# Thruway buses and AGR



## wayman (Oct 20, 2008)

Does travel on Amtrak Thruway buses yield AGR points? If so, do AGR modifiers (double points, Select bonus, etc) work exactly the same on bus points? Do bus points count as "Rail Points" towards gaining AGR Select status?

Does it make a difference if the bus ticket is on the same reservation number as a train ticket or if it is by itself?

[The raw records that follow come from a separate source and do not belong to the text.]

PR #1364, opened 2020-05-15
Remove the View

zeroZshadow:
#### Description
Experimental change to remove the View and ViewStorage classes.
This also removes our support for AuthorityImminentLoss.

Might move the WorkerFlags from the `WorkerSystem` to the `Worker` class. Opinions welcome.

#### Documentation
This will need a rather heavy upgrade guide on:
* Reading worker flags.
* Deprecating AuthorityImminentLoss.
* The view is gone, its just gone.


workers/unity/Packages/io.improbable.gdk.core/Subscriptions/CommandSenderReceiverSubscriptionManagerBase.cs
```diff
@@ -124,19 +124,22 @@ public override void ResetValue(ISubscription subscription)
...
-        private readonly uint componentId;
+        private readonly ComponentType componentType;
+        private readonly ComponentType componentAuthType;
 
         protected CommandReceiverSubscriptionManagerBase(World world, uint componentId) : base(world)
         {
-            this.componentId = componentId;
-            componentUpdateSystem = world.GetExistingSystem<ComponentUpdateSystem>();
+            componentType = ComponentDatabase.Metaclasses[componentId].Data;
+            componentAuthType = ComponentDatabase.Metaclasses[componentId].Authority;
```
jamiebrynes7, line 140: Use `ComponentDatabase.GetMetaclass(componentId)` instead? It gives a more helpful error if this ever was to throw an error

workers/unity/Packages/io.improbable.gdk.core/Subscriptions/CommandSenderReceiverSubscriptionManagerBase.cs
```diff
@@ -196,8 +199,8 @@ public override Subscription<T> Subscribe(EntityId entityId)
             }
 
             if (WorkerSystem.TryGetEntity(entityId, out var entity)
-                && componentUpdateSystem.HasComponent(componentId, entityId)
-                && componentUpdateSystem.GetAuthority(entityId, componentId) != Authority.NotAuthoritative)
+                && entityManager.HasComponent(entity, componentType)
```
jamiebrynes7, line 202: Is this actually required now? The presence of the Auth component is sufficient right?

workers/unity/Packages/io.improbable.gdk.core/Subscriptions/Reader.cs
```diff
@@ -35,7 +37,7 @@ public TComponent Data
             }
         }
 
-        public Authority Authority
+        public bool Authority
```
jamiebrynes7, line 40: If we are changing this to `bool` we should rename it to `IsAuthoritative`

workers/unity/Packages/io.improbable.gdk.core/Subscriptions/WriterSubscriptionManager.cs
```diff
@@ -9,17 +9,19 @@ namespace Improbable.Gdk.Subscriptions
...
-        private readonly ComponentUpdateSystem componentUpdateSystem;
+        private readonly EntityManager entityManager;
         private Dictionary<EntityId, HashSet<Subscription<TWriter>>> entityIdToWriterSubscriptions;
 
         private readonly HashSet<EntityId> entitiesMatchingRequirements = new HashSet<EntityId>();
         private readonly HashSet<EntityId> entitiesNotMatchingRequirements = new HashSet<EntityId>();
 
         private static readonly uint ComponentId = ComponentDatabase.GetComponentId<TComponent>();
+        private static readonly ComponentType ComponentType = ComponentDatabase.Metaclasses[ComponentId].Data;
+        private static readonly ComponentType ComponentAuthType = ComponentDatabase.Metaclasses[ComponentId].Authority;
```
jamiebrynes7, line 20: Use `ComponentDatabase.GetMetaclass(componentId)` instead? It gives a more helpful error if this ever was to throw an error

workers/unity/Packages/io.improbable.gdk.core/Subscriptions/Reader.cs
```diff
@@ -17,7 +17,9 @@ public abstract class Reader<TComponent, TUpdate> : IRequireable
         protected readonly EntityManager EntityManager;
         protected readonly Entity Entity;
         protected readonly EntityId EntityId;
+
         private static readonly uint ComponentId = ComponentDatabase.GetComponentId<TComponent>();
+        private static readonly ComponentType ComponentAuthType = ComponentDatabase.Metaclasses[ComponentId].Authority;
```
jamiebrynes7, line 22: Use `ComponentDatabase.GetMetaclass(componentId)` instead? It gives a more helpful error if this ever was to throw an error

workers/unity/Packages/io.improbable.gdk.core/Subscriptions/WriterSubscriptionManager.cs
```diff
@@ -84,8 +86,8 @@ public override Subscription<TWriter> Subscribe(EntityId entityId)
             }
 
             if (WorkerSystem.TryGetEntity(entityId, out var entity)
-                && componentUpdateSystem.HasComponent(ComponentId, entityId)
-                && componentUpdateSystem.GetAuthority(entityId, ComponentId) != Authority.NotAuthoritative)
+                && entityManager.HasComponent(entity, ComponentType)
```
jamiebrynes7, line 89: Same comment here, the auth component should be sufficient?

workers/unity/Packages/io.improbable.gdk.core/Systems/ComponentUpdateSystem.cs
```diff
@@ -72,26 +70,11 @@ public List<EntityId> GetComponentsRemoved(uint componentId)
...
-
-        public T GetComponent<T>(EntityId entityId) where T : struct, ISpatialComponentSnapshot
-        {
-            return worker.View.GetComponent<T>(entityId);
-        }
-
         public void AcknowledgeAuthorityLoss(EntityId entityId, uint componentId)
         {
             worker.MessagesToSend.AcknowledgeAuthorityLoss(entityId.Id, componentId);
         }
```
jamiebrynes7, line 76: I thought this PR was removing support for this?

workers/unity/Packages/io.improbable.gdk.core/Systems/SpatialOSReceiveSystem.cs
```diff
@@ -31,17 +31,17 @@ protected override void OnUpdate()
         {
             try
             {
-                worker.Tick();
+                workerSystem.Tick();
 
-                var diff = worker.Diff;
-                worker.View.ApplyDiff(diff);
+                var diff = workerSystem.Diff;
+                workerSystem.ApplyDiff(diff);
```
jamiebrynes7, line 37: This feels a little weird. Shouldn't `Tick` just do `ApplyDiff` internally?

workers/unity/Packages/io.improbable.gdk.core/Worker/Worker.cs
```diff
@@ -111,16 +109,6 @@ public void SendLogMessage(LogLevel logLevel, string message, string loggerName,
...
 
-        /// <summary>
-        ///     Gets the value for a given worker flag.
-        /// </summary>
-        /// <param name="key">The key of the worker flag.</param>
-        /// <returns>The value of the flag, if it exists, null otherwise.</returns>
-        public string GetWorkerFlag(string key)
-        {
-            return View.GetWorkerFlag(key);
-        }
```
jamiebrynes7, line 122: Given this was exposed here before.. can we keep the worker flags in here and not add another breaking change?

workers/unity/Packages/io.improbable.gdk.core/Subscriptions/Reader.cs
zeroZshadow: `HasAuthority` ?

workers/unity/Packages/io.improbable.gdk.core/Systems/SpatialOSReceiveSystem.cs
zeroZshadow: I explicitly didn't do this to keep all places where the diff is applied in 1 place.
This could later change to some pubsub system where the workerSystem publishes the new diff and others system subscribe and apply it

jamiebrynes7: If we do https://github.com/spatialos/gdk-for-unity/pull/1364#discussion_r464977855 instead it may fix itself?

workers/unity/Packages/io.improbable.gdk.core/Subscriptions/Reader.cs
```diff
@@ -35,16 +37,16 @@ public TComponent Data
...
             get
             {
                 if (!IsValid)
                 {
-                    throw new InvalidOperationException("Cannot read authority when Reader is not valid");
+                    throw new InvalidOperationException($"Cannot read {nameof(HasAuthority)} when Reader is not valid");
                 }
 
-                return ComponentUpdateSystem.GetAuthority(EntityId, ComponentId);
+                return EntityManager.HasComponent(Entity, ComponentAuthType);
```
jamiebrynes7, line 49: On balance, should we make this breaking change?

workers/unity/Packages/io.improbable.gdk.core/Dynamic/ComponentDatabase.cs
```diff
@@ -43,6 +43,16 @@ public static IComponentMetaclass GetMetaclass(uint componentId)
             return metaclass;
         }
 
+        public static IComponentMetaclass GetMetaclass<T>() where T : ISpatialComponentData
```
zeroZshadow, line 46: This was added to avoid having to get the component id first.
However mostly to make sonar stop complaining about the generic statics in Reader.cs

workers/unity/Packages/io.improbable.gdk.core/Dynamic/ComponentDatabase.cs
```diff
@@ -43,6 +43,16 @@ public static IComponentMetaclass GetMetaclass(uint componentId)
...
+        {
+            if (!ComponentsToIds.TryGetValue(typeof(T), out var id))
+            {
+                throw new ArgumentException($"Can not find Metaclass for unregistered SpatialOS component {nameof(T)}.");
+            }
+
+            return Metaclasses[id];
+        }
```
jamiebrynes7, line 54: Not sure you needed this overload, but doesn't matter that much 😛

workers/unity/Packages/io.improbable.gdk.core/Dynamic/ComponentDatabase.cs
jamiebrynes7: Ah that explains https://github.com/spatialos/gdk-for-unity/pull/1364#discussion_r465687105 then 😂

workers/unity/Packages/io.improbable.gdk.core/Subscriptions/Reader.cs
zeroZshadow: What is the breaking change here?

jamiebrynes7: Both the type and name of the property are changing. 

We could keep this backwards compatible by changing the return to:

```
return EntityManager.HasComponent(Entity, ComponentAuthType) ? Authority.Authoritative : Authority.NotAuthoritative;
```

jamiebrynes7: Right, but removing auth loss imminent doesn't mandate or require this change

paulbalaji: I guess I just don't see the value in keeping backwards compatibility given we'll be imposing that `Authority` is essentially nothing but true or false

Sure it's breaking but it does simplify logic for users (no more ==/!= comparisons)

jamiebrynes7: My opinion is that the bar for making a breaking change should be relatively high and be done for good reason. With this case I don't feel the rationale is strong enough, but if you two both feel otherwise, I'm not gonna die on this hill.

UPGRADE_GUIDE.md
```diff
@@ -1,5 +1,23 @@
...
+* `componentUpdateSystem.GetAuthority(entityId, componentId)` to `EntityManager.HasComponent<ComponentType.Authority>(entity)`.
+* `componentUpdateSystem.GetComponent<ComponentType.Snapshot>(entityId)` to `EntityManager.GetComponentData<ComponentType.Component>(entity)`.
+* `componentUpdateSystem.HasComponent(componentId, entityId)` to `EntityManager.HasComponent<ComponentType.Component>(entity)`
+
+The `WorkerSystem` and `ComponentDatabase` can be used to convert from `entityId` to `entity`, and from `componentId` to a component type.
+
+### Readers and Writers Authority
+
+The `Reader` and `Writer` classes have had their `Authority` property changed to `HasAuthority`.
+Instead of returning an Enum, they now return a boolean indicating whether you have authority over the given component or not.
```
jamiebrynes7, line 19:
```suggestion
The `Reader` and `Writer` classes have had their `public Authority Authority` property changed to `public bool HasAuthority`. `HasAuthority` now indicates whether you have authority over the given component or not.
```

(Yes, I have one of each for my upcoming trip. LVS-LAX is the first leg of a longer reservation, but LAX-LVS is a separate reservation for the same day as I arrive by train into LA, since the system wouldn't guarantee the connection.)


----------



## Trogdor (Oct 20, 2008)

There's nothing on the AGR website (that I could find) that indicates any Thruway bus exceptions. If it's printed on Amtrak ticket stock, it should get you points. Keep in mind that the timeframe for posting may be different, though.

When I used Thruway buses to travel to Vancouver, the points would often post a month or two late (and even have the incorrect travel date on them). When I traveled on Thruway buses to/from San Francisco, the travel date was correct, but one of them posted a month late.

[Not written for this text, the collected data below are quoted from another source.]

PR #1365, opened 2020-05-19
Change up worker connector semantics slightly

jamiebrynes7:
#### Description

`WorkerConnecter.Connect` now throws when it fails to connect. This makes the `HandleWorkerConnectionFailed` redundant and has been removed. I've also made a couple of behavioural tweaks:

- The `WorkerConnector` no longer destroys itself when it fails to connect. Only concern I have here is embedded in the WorkerConnector is this odd disposable MonoBehaviour, I _think_ the reason it destroyed itself was that it was considered "consumed" after a disconnect, but there's no reason why you can't use the same object to connect again! This feels like its tied up in a confused abstraction (where the `WorkerConnector` is both a way to connect a worker and something to represent the worker after connection).
- The WorkerConnector won't log the failure (since an unhandled exception would log, and a handled exception.. is well.. handled).

I expect we will want further work to refine this abstraction (probably related to some of the thoughts that @zeroZshadow had). 

#### Tests

Tested successful & failed worker connections to observe the behaviour.

#### Documentation

- [x] Changelog
- [x] Upgrade guide
- [x] Public docs changes (https://documentation.improbable.io/gdk-for-unity/docs/worker-connectors & https://documentation.improbable.io/gdk-for-unity/docs/blank-project-tutorial-3a-instantiate-a-level)

### DIFF
--- a/CHANGELOG.md
+++ b/CHANGELOG.md
@@ -5,6 +5,7 @@
 ### Breaking Changes
 
 - `WorkerConnector.HandleWorkerConnectionFailure` has been removed and `WorkerConnector.Connect` now throws exceptions for connection errors instead. [#1365](https://github.com/spatialos/gdk-for-unity/pull/1365)
+- `WorkerConnector` no longer destroys itself in `Dispose`. [#1365](https://github.com/spatialos/gdk-for-unity/pull/1365)
 
 ### Added
 
@@ -15,7 +16,6 @@
 ### Changed
 
 - GDK Tools Configuration window now autosaves. [#1356](https://github.com/spatialos/gdk-for-unity/pull/1356)
-- `WorkerConnector` no longer destroys itself in `Dispose`. [#1365](https://github.com/spatialos/gdk-for-unity/pull/1365)
 
 ### Fixed
 
--- a/CHANGELOG.md
+++ b/CHANGELOG.md
@@ -2,6 +2,10 @@
 
 ## Unreleased
 
+### Breaking Changes
+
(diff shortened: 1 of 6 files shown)


UPGRADE_GUIDE.md
```diff
@@ -1,5 +1,53 @@
 # Upgrade Guide
 
+## From `0.3.5` to `0.3.6`
+
+### WorkerConnector changes
+
+There are two related changes that you will need to adjust for. Previously, the `WorkerConnector.Connect` class would trigger the `HandleWorkerConnectionFailure` callback if the connection failed. 
+
+We've removed this callback, and `WorkerConnector.Connect` will now throw an exception for a failed connection. For example:
```
paulbalaji, line 9:
```suggestion
There are two related changes that you will need to adjust for.

The `WorkerConnector.Connect` class would previously trigger the `HandleWorkerConnectionFailure` callback if the connection failed. We've now removed this callback, and `WorkerConnector.Connect` will now throw an exception for a failed connection.

For example:
```

CHANGELOG.md
```diff
@@ -11,6 +15,7 @@
 ### Changed
 
 - GDK Tools Configuration window now autosaves. [#1356](https://github.com/spatialos/gdk-for-unity/pull/1356)
+- `WorkerConnector` no longer destroys itself in `Dispose`. [#1365](https://github.com/spatialos/gdk-for-unity/pull/1365)
```
paulbalaji, line 18: is this not a breaking change too?

jamiebrynes7: Ah yes you're correct

PR #1367, opened 2020-05-20
Remove the MultiThreadedSpatialOSConnectionHandler

zeroZshadow:
#### Description
Remove the MultiThreadedSpatialOSConnectionHandler

Also remove the CommandMetaDataManager and CommandMetaDataAggregate, these were only there to make multithreading work.

#### Tests
Made sure everything still works in the playground.

#### Documentation
* [x] Changelog
* [x] Update Readme


paulbalaji:
Don't forget to remove the related API docs pages as well

workers/unity/Packages/io.improbable.gdk.core/Worker/SerializedMessagesToSend.cs
```diff
@@ -230,7 +226,7 @@ public void AddRequest(CommandRequest request, uint commandId, long entityId, ui
         public void AddResponse(CommandResponse response, uint requestId)
         {
             responses.Add(new ResponseToSend(response, requestId));
-            netFrameStats.AddCommandResponse(response, message: null);
+            netFrameStats.AddCommandResponse(response, null);
```
austinkelmore, line 229: Any reason to remove this? It seems a bit more clear what's being passed null with the message signifier.

UPGRADE_GUIDE.md
```diff
@@ -2,6 +2,11 @@
 
 ## From `0.3.5` to `0.3.6`
 
+### Multithreaded connection removed
+
+The old `MultiThreadedSpatialOSConnectionHandler` has been removed and the method `SpatialOSConnectionHandlerBuilder.SetThreadingMode` has been removed to reflect this change.
+In a future release, threading will be implemented into the `SpatialOSConnectionHandler`.
```
austinkelmore, line 8: Does this mean threading is no longer handled? That's currently how I'm reading it - or is there some other underlying reason to remove this that users would understand?

zeroZshadow:
Deleted the API docs for deleted classes

workers/unity/Packages/io.improbable.gdk.core/Worker/ConnectionHandlers/SpatialOSConnectionHandler/SpatialOSConnectionHandler.cs
```diff
@@ -36,12 +36,14 @@ public List<string> GetWorkerAttributes()
 
         public void GetMessagesReceived(ref ViewDiff viewDiff)
         {
+            commandMetaData.FlushRemovedIds();
```
austinkelmore, line 39: Does this only get called once a frame or can this have bad side effects if it's called before everything is handled? Is there any way to guard or error against this? Or could that be intended behaviour?

workers/unity/Packages/io.improbable.gdk.core/Worker/SerializedMessagesToSend.cs
zeroZshadow: Seems the formatter got rid of this, will put it back.

UPGRADE_GUIDE.md
zeroZshadow: This means that currently, the mode to choose between a multi and single threaded connection handler has been removed. In the future, THE connection handler will be threaded through jobs as planned.

workers/unity/Packages/io.improbable.gdk.core/Worker/ConnectionHandlers/SpatialOSConnectionHandler/SpatialOSConnectionHandler.cs
zeroZshadow: This is just cleaning up garbage data

UPGRADE_GUIDE.md
austinkelmore: I guess what I'm asking is what happens if someone was using the multi threaded handler? Are they no longer able to do that? Are there impacts onto users who were doing that before? We say it's going to be handled in the future, but what about the mean time?

zeroZshadow: If someone was using this, they can no longer use it.
However, we've never publicly documented this feature outside of the api existing in the generated api reference docs.

workers/unity/Packages/io.improbable.gdk.core/Worker/ConnectionHandlers/SpatialOSConnectionHandler/SpatialOSConnectionHandler.cs
austinkelmore: When does it become garbage data? I'm wondering if re-entering into this function and flushing it before it becomes garbage is a possibility.

zeroZshadow: `CommandMetaData` is a storage provider for linking a send Request (data) to the request id we got back when the request was send over the network.
Whenever the response comes back, we use the request id that comes with it to lookup the initial Request through `CommandMetaData` to include in the command `Response` structure for further processing. At this point the request ID is marked for removal as it has been processed.

This could likely be refactored to simply remove the request id straight away, instead of a mark and delete.

zeroZshadow: Updated the PR delete immediately

workers/unity/Packages/io.improbable.gdk.core/Worker/CommandMetaData.cs
```diff
@@ -46,96 +44,46 @@ public CommandMetaData()
...
-            if (!componentIdToCommandIdToStorage.TryGetValue(componentId, out var commandIdToStorage))
-            {
-                throw new ArgumentException($"Can not find command meta data. Unknown component ID {componentId}");
-            }
-
-            if (!commandIdToStorage.TryGetValue(commandId, out var storage))
+            if (!componentCommandToStorage.TryGetValue((componentId, commandId), out var storage))
             {
-                throw new ArgumentException($"Can not find command meta data storage. Unknown command ID {commandId}");
+                throw new ArgumentException($"Can not find command meta data. Unknown component:command ID {componentId}:{commandId}");
```
paulbalaji, line 83:
```suggestion
                throw new ArgumentException($"Can not find command metadata. Unknown command with ID {commandId} on component {componentId}.");
```

UPGRADE_GUIDE.md
austinkelmore: I think the only thing I'd suggest is removing "in a future release" unless we have a plan for it happening sometime soon. If it's part of the backlog and we can prioritize it, then that works, or if not let's get a ticket in for it if it's important. Otherwise maybe just remove that line.

zeroZshadow: Removed the line

UPGRADE_GUIDE.md
```diff
@@ -2,6 +2,10 @@
 
 ## From `0.3.5` to `0.3.6`
 
+### Multithreaded connection removed
+
+The old `MultiThreadedSpatialOSConnectionHandler` has been removed and the method `SpatialOSConnectionHandlerBuilder.SetThreadingMode` has been removed to reflect this change.
```
paulbalaji, line 7: Not sure if this is needed in the upgrade guide? Perhaps mention in the changelog itself that the `SetThreadingMode` method has been removed

jamiebrynes7, line 7:
```suggestion
The `MultiThreadedSpatialOSConnectionHandler` has been removed and the method `SpatialOSConnectionHandlerBuilder.SetThreadingMode` has been removed to reflect this change.
```

CHANGELOG.md
```diff
@@ -6,6 +6,7 @@
 
 - `WorkerConnector.HandleWorkerConnectionFailure` has been removed and `WorkerConnector.Connect` now throws exceptions for connection errors instead. [#1365](https://github.com/spatialos/gdk-for-unity/pull/1365)
 - `WorkerConnector` no longer destroys itself in `Dispose`. [#1365](https://github.com/spatialos/gdk-for-unity/pull/1365)
+- `MultiThreadedSpatialOSConnectionHandler` has been removed. [#1367](https://github.com/spatialos/gdk-for-unity/pull/1367)
```
jamiebrynes7, line 9: And the `SetThreadingMode` on the builder right?

zeroZshadow: Yes, thats why this is mentioned in the upgrade guide. Didn't think it belonged in the changelog

PR #1853, opened 2023-08-01
Suppress indentation on json response

cllio:
I noticed that in my token reply I have indentation with spaces and line breaks.


kevinchalet:
Thanks for your PR!

Returning indented JSON responses is actually deliberate as it makes token and configuration responses easier to read by human beings (at least for those who don't use Firefox and its native beautifier 😄).

Apple and Google do that too for similar reasons:
  - https://appleid.apple.com/.well-known/openid-configuration
  - https://accounts.google.com/.well-known/openid-configuration

That said, we should probably make that configurable for whose who want to save a few bytes (note: response caching and compression is generally way more rewarding).
I'll open a ticket to track that.

cllio:
yes I understand better the code with the interest to keep it for the .well-known but it's a pity to share this configuration with in my case the answer to the client_creditential even if indeed it's only a few bytes gained. Then it's not a big problem either
I thought it was a simple omission ;-)

kevinchalet:
I opened https://github.com/openiddict/openiddict-core/issues/1855 😃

Bottom line, I guess, is that they should count, but if you're traveling close to the end of the year and are counting on those points to get you into Select or Select Plus, be careful because they might not post for the correct date.


----------



## the_traveler (Oct 20, 2008)

Yes, Thruway buses give the 100 point minimum!  I'm not sure if they count towards status - but I would think yes! (There's no other way to get from LAX to the SJ at BFD!)

But I have a question: How did you get the LAX-LVS or LVS-LAX segments separately? :huh: Don't they say "Book with Train"? :huh: Also, there is a bus from the SWC at KNG to LAS. (That *IS* a guaranteed connection.)


----------



## wayman (Oct 20, 2008)

the_traveler said:


> But I have a question: How did you get the LAX-LVS or LVS-LAX segments separately? :huh: Don't they say "Book with Train"? :huh: Also, there is a bus from the SWC at KNG to LAS. (That *IS* a guaranteed connection.)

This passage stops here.